When I look at a map now, literal or metaphorical, I see those tight elevation bands and laugh. Twenty-year-old me would’ve sprinted uphill for the glory of it. Fifty-year-old me will negotiate a very reasonable pace with his joints. But if I’m walking with another human, both of us reading the terrain, we’ll find our way. We’ll help each other. We’ll get there in one piece.

That’s what the future of craft is. Not speed for speed’s sake. Not fetishizing tools. Not clinging to a single way of working.

It’s the shared experience of making something that feels unmistakably human, even when machines sit at the table with us.

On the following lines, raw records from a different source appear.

PR #182, opened 2026-05-14
[feat] Add minimal pod disruption budget

jdheyburn:
### Summary

Adds a pod disruption budget to ensure that voluntary pod cycles are limited to 1 at a time.

Adds a new field `podDisruptionBudget` which takes an enum, defaulting to `Managed` to indicate that a PDB should be created.

Currently this defaults to `maxUnavailable: 1`, with selectors against `valkey.io/cluster=<CLUSTER_NAME>`

### Implementation

```
podDisruptionBudget: Managed # default

# disable it with:
podDisruptionBudget: Disabled
```

Enum chosen over boolean enabled/disabled in case additional modes are added later on.

For future use, we can switch it to be:

```
podDisruptionBudget:
  policy: Managed
  # ... more fields here
```

### Limitations

No customisation yet, we can add this later on while we're still in alpha.

### Testing

e2e tests passed locally

### Checklist

### DIFF
--- a/internal/controller/valkeycluster_controller.go
+++ b/internal/controller/valkeycluster_controller.go
@@ -107,7 +107,7 @@ type ValkeyClusterReconciler struct {
 //
 // For more details, check Reconcile and its Result here:
 // - https://pkg.go.dev/sigs.k8s.io/controller-runtime@v0.23.3/pkg/reconcile
-func (r *ValkeyClusterReconciler) Reconcile(ctx context.Context, req ctrl.Request) (ctrl.Result, error) {
+func (r *ValkeyClusterReconciler) Reconcile(ctx context.Context, req ctrl.Request) (ctrl.Result, error) { //nolint:gocyclo
 	log := logf.FromContext(ctx)
 	log.V(1).Info("reconcile...")
 
--- a/internal/controller/valkeycluster_controller.go
+++ b/internal/controller/valkeycluster_controller.go
@@ -28,6 +28,7 @@ import (
 	"time"
 
 	corev1 "k8s.io/api/core/v1"
+	policyv1 "k8s.io/api/policy/v1"
 	apierrors "k8s.io/apimachinery/pkg/api/errors"
 	"k8s.io/apimachinery/pkg/api/meta"
 	metav1 "k8s.io/apimachinery/pkg/apis/meta/v1"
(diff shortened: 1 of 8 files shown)


internal/controller/valkeycluster_controller.go
```diff
@@ -105,7 +107,7 @@ type ValkeyClusterReconciler struct {
 //
 // For more details, check Reconcile and its Result here:
 // - https://pkg.go.dev/sigs.k8s.io/controller-runtime@v0.23.3/pkg/reconcile
-func (r *ValkeyClusterReconciler) Reconcile(ctx context.Context, req ctrl.Request) (ctrl.Result, error) {
+func (r *ValkeyClusterReconciler) Reconcile(ctx context.Context, req ctrl.Request) (ctrl.Result, error) { //nolint:gocyclo
```
jdheyburn, line 110: This change tips the complexity over at 31 (we fail on >30). Adding this nolint temporarily, will raise a follow up PR to split the function up.

internal/controller/valkeycluster_pdb.go
```diff
@@ -0,0 +1,82 @@
...
+	maxUnavailable := intstr.FromInt32(1)
+	existing := &policyv1.PodDisruptionBudget{
+		ObjectMeta: metav1.ObjectMeta{
+			Name:      pdbName(cluster),
+			Namespace: cluster.Namespace,
+		},
+	}
+	result, err := controllerutil.CreateOrUpdate(ctx, r.Client, existing, func() error {
+		existing.Labels = labels(cluster)
+		existing.Spec.MaxUnavailable = &maxUnavailable
```
bjosv, line 64: Should we reset other values in case they were changed by anyone, like
`existing.Spec.MinAvailable = nil`

Maybe not needed?

internal/controller/valkeycluster_pdb.go
```diff
@@ -0,0 +1,82 @@
...
+	metav1 "k8s.io/apimachinery/pkg/apis/meta/v1"
+	"k8s.io/apimachinery/pkg/util/intstr"
+	"sigs.k8s.io/controller-runtime/pkg/client"
+	"sigs.k8s.io/controller-runtime/pkg/controller/controllerutil"
+
+	valkeyiov1alpha1 "valkey.io/valkey-operator/api/v1alpha1"
+)
+
+func pdbName(cluster *valkeyiov1alpha1.ValkeyCluster) string {
+	return "valkey-" + cluster.Name
```
bjosv, line 35: Configmaps uses "valkey-" + cluster.Name + "-config", but I think its fine to skip -pdb here since its a PodDisruptionBudget resource, but maybe we should remove `-config` instead in another PR?

bjosv (commented):
LGTM

internal/controller/valkeycluster_pdb.go
jdheyburn: I'm not really a fan of including the Kind in the name; i.e. we're already querying for ConfigMaps, do we need `-config` appended?

I agree with you. I've raised an issue:

- https://github.com/valkey-io/valkey-operator/issues/184

internal/controller/valkeycluster_pdb.go
jdheyburn: That is a great shout. I've added a commit for that.

bjosv (approved):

Craftsmanship is a shared experience.

The Stillness That Makes It Real

And here’s the part I almost forgot, the stillness that sneaks in after the making. The moment after the tools go quiet, the draft is saved, the metaphorical ankle is iced, and you finally let yourself breathe. It’s not dramatic. It’s not cinematic. It’s the soft click of your brain acknowledging: Yeah. This was worth doing.

That moment is craft, too. It’s the exhale that proves you showed up with intent.

Wrapping the Series

If you’ve been following this whole series, here’s the through-line: craft isn’t dying, mutating, or being automated out of existence, it’s widening. More hands on the map. More ways to make. More room for the very human mess of it all.

If something here nudged you, a sentence, a metaphor, a mild accusation about maps, take it with you into your next project. Bring another human along. Let the tools help but not dictate. Leave space for the quiet before the click and the quiet after.

So What?

Pick one thing you’re making, today, not in whatever fantasy timeline Future You keeps promising, and give it a moment of actual human judgment.

Ask yourself:

  • Does it look like I cared, even a little?
  • Is there a choice here that wasn’t auto-completed by a robot on a caffeine bender?
  • Would another human recognize this as mine, or at least not assume it was spat out by a spreadsheet with opinions?

If the answer is “eh,” add something. A detail. A decision. A fingerprint. A scuff mark. Anything that proves you were awake.

And remember: fail spectacularly if you must, but fail with intent, the flood is coming whether you notice or not. Make it unmistakably yours, on purpose this time.